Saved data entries
PR #2526, opened 2022-02-22
Relations and Subsets

mazsa:
I. Define the relations class.  Proper class relations (like ` _I ` , cf.
     ~ reli ) are not elements of it.  The element of this class and the
     relation predicate are the same when ` R ` is a set (cf. ~ elrelsrel ).

     The class of relations is a great tool we can use when we define classes
     of different relations as nullary class constants as required by the 2.
     point in our Guidelines ~ http://us.metamath.org/mpeuni/mathbox.html .
     When we want to define a specific class of relations as a nullary class
     constant, the appropriate method is the following:

     1.  We define the specific nullary class constant for general sets (cf.
     e.g. ~~? df-refs ), then

     2. we get the required class of relations by the intersection of the class
     of general sets above with the class of relations ~ df-rels (cf. ~~?
     df-refrels and the resulting ~~? dfrefrels2 and ~~? df-refrels3 ).

     3.  Finally, in order to be able to work with proper classes (like
     ~ iprc ) as well, we define the predicate of the relation (cf. ~~?
     df-refrel ) so that it is true for the relevant proper classes (cf. ~~?
     refrelid ), and that the element of the class of the required relations
     (e.g. ~~? elrefrels3 ) and this predicate are the same in case of sets
     (cf. ~~? elrefrelsrel ).

II. Define the subsets class or the class of all subset relations.  Similar
       to definitions of epsilon relation ( ~ df-eprel ) and identity relation
       ( ~ df-id ) classes.  The subset relation and subclass relationship
       ( ~ df-ss ) are the same, that is, ` ( A _S B <-> A C_ B ) ` when ` B `
       is a set, cf. ~ brssr .  Subset relation class and Scott Fenton's @sctfn subset
       class ~ df-sset are the same: ` _S = SSet ` (compare ~ dfssr2 with
       ~ df-sset , cf. comment of ~ df-xrn ), the only reason we do not use
       ~ dfssr2 as the base definition of the subsets class is the way we
       defined the epsilon relation and the identity relation classes.

       We need ` _S ` to define the class of reflexive sets so that we can
       define the class of converse reflexive sets with the help of the converse
       of ` _S ` , cf. ~~? df-refrels , ~~? df-refrel , ~~? elrefrelsrel vs.
       ~~? df-cnvrefrels , ~~? df-cnvrefrel , ~~? elcnvrefrelsrel .

       The subsets class ` _S ` has another place in set.mm as well: if we
       define extensional relation based on the common property in ~ extid ,
       ~ extep and ~ extssr , then extrelssr $p |- ExtRel _S is a theorem along
       with extrelep $p |- ExtRel _E and extrelid $p |- ExtRel _I .

       "df-ss" is an alternative tag for the class of subsets ` _S ` since the
       definition of subclass relation ` A C_ B ` , ~ df-ss should be "df-sc":
       please consider renaming it/them for consistency.


jkingdon (approved):

set.mm
```diff
@@ -556554,6 +556571,269 @@ range of a range Cartesian product ( ~ dfcoss4 ), but neither of these
...
+
+       The subsets class ` _S ` has another place in set.mm as well: if we
+       define extensional relation based on the common property in ~ extid ,
+       ~ extep and ~ extssr , then extrelssr $p |- ExtRel _S is a theorem along
+       with extrelep $p |- ExtRel _E and extrelid $p |- ExtRel _I .
+
+       "df-ss" is an alternative tag for the class of subsets ` _S ` since the
+       definition of subclass relation ` A C_ B ` , ~ df-ss should be "df-sc":
+       please consider renaming it/them for consistency.  (Contributed by Peter
+       Mazsa, 25-Jul-2019.) $)
```
tirix: Personally I would agree that our current `df-ss` actually denotes "**s**ub**c**lass" and not "**s**ubt**s**et", so `sc` would be a better fitting name.
However it's maybe not just about `df-ss`, we have a whole lot of theorems where `ss` appears in the name.

I believe this deserves a larger discussion. I'm not sure what is the best way (an email on the list, or maybe a GitHub issue, since it seems most of the community's discussions take place on GitHub recently)

benjub: Not very important in my opinion, but for this topic, the discussion group would probably be a better place.

jkingdon: > However it's maybe not just about `df-ss`, we have a whole lot of theorems where `ss` appears in the name.

As noted at http://us.metamath.org/mpeuni/conventions-label.html we have adopted "ss" as the thing we put in the name. I'd be fine with saying "subclass" more in comments but I'm perhaps a bit more reluctant to change that many names (or, probably worse, change a few and not get around to most of them).

mazsa: I think everybody above thinks 1. that sc would be optimal for C_ and ss for _S  (and el for e. , ep for _E and eq for = , id for _I), so arguing about this is not necessary 2. that smart changing ss to sc would be an enormous and not very satisfying task. Typically this is what we use money for. I think we should have I. a nice-to-have-but-boring tasks and services list (incl. e.g. https://doesmysiteneedhttps.com cf. https://groups.google.com/g/metamath/c/r9b63QxGd5w/ ) II. an explicit way how to donate for these tasks. We have perfectly functioning admins who can decide everything else:)

digama0: I prefer the name `df-ss` for subset for `C_`, despite the fact that it applies to classes. It is much more common to refer to this as the subset relation than subclass, especially since most of the time the arguments are in fact sets (and for pragmatic reasons we don't want to need to use different operations for sets). The way set.mm is set up, lots of things are technically classes despite morally (and provably) being sets, like `1` or `RR`. This has to do with the fact that there are no "set expressions": classes are expressions but there are only set variables in set.mm.

mazsa: @digama0 ok that would mean that we should keep labels (big relief!!) and this can be omitted from the boring-list (https is still on it:) Do you think we should mention this subclass/ss resolution in the comment section of df-ss? After that I would modify the text of the comment of df-ssr in my Mathbox by referring to df-ss.

digama0: Sure, documentation about the naming conventions is always welcome, if you want to add text to the df-ss comment.

mazsa: I'll do it tonight, mostly by copy&paste of your comment above.

avekens: I`m happy that df-ss is not changed. I'll review this PR after the comments are revised.

mazsa: Please review (and feel free to modify) the new "Modification" commit below, esp. the comment of df-ss (which is of course in the main set.mm).

avekens (approved):

benjub:
I'm not sure there is even a need to modify the comment of df-ss (or maybe less verbosely), but I'll let @digama0 tell what he prefers.  I think in his comment, "expression" should be replaced by "term" (i.e., "class" is the type for class terms, while in set.mm there is no type for set terms).

tirix (approved):

set.mm
jkingdon: The df-ss comment there looks OK to me. I think we may want to edit it in the future (for example to make it a bit shorter and to refer to some of our existing pages about classes, sets, terms, and variables), but I wouldn't hold up this pull request on that. I'd merge it now and worry about tweaking it later.

mazsa:
> I think in his comment, "expression" should be replaced by "term" (i.e., "class" is the type for class terms, while in set.mm there is no type for set terms).

Benoit, should I replace this or should we wait for Mario (I'm unable to decide it myself).

benjub:
@mazsa : as you prefer: say it and we can merge, and we can rephrase the comment later. @digama0 : isn't "term" more appropriate than "expression" (see my previous comment) ?

Also, @mazsa : the token C_ was chosen because it looks like \subseteq.  So maybe what you call `_S` can have token [C_]. But again, it's your choice and it can be done later.

tirix:
I guess the choice of `_S` is to follow the same template as `_I` ("set equality") and `_E` ("set membership")?

sctfn:
FWIW, it also matches nf.mm.

digama0:
@benjub They are somewhat interchangeable, but I prefer "expression" to emphasize that we're talking about the syntactic aspect of putting things together. People's views on these words might differ, but I think the metamath book uses the word "expression" for "sequence of constants and variables".

mazsa:
@benjub I'm not able to decide between "term" and "expression", I definitely lack the knowledge about that. What I guess is that if you are right, then we should review e.g. http://us.metamath.org/downloads/grammar-ambiguity.txt with a dozen occurences of "class expression*" as well. So this is well beyond the scope of this PR, but I think if you are sure of your own position, you should communicate with Mario, pehaps in the form of an own PR where you assign the reviewer role to Mario:)

` _S ` : I know about [C.], and [C_] has an appeal (because it reveals its origin C_ in it). So I would not be against the change - if and only if we change _I to [=] and _E to [e.] as well. But without this systematic change I'm in favor of keeping ` _S ` as it is.

(Edit: I wrote and publish this comment parallel with the comment of Mario above.)

benjub:
Thanks. So I guess we can merge as is.
I like your idea (for a potential future PR) to denote specific binary relations as follows:
```
token | unicode
[=]   | [=]
[e.]  | [∈]
[C_]  | [⊆]
[C.]  | [⊊] (http://us2.metamath.org/mpeuni/df-rpss.html)
```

WHAT IS NEEDED: Find how many lines contain "theorems" in the data. Write that number and nothing else.

SOLUTION FOR THIS EXERCISE: 2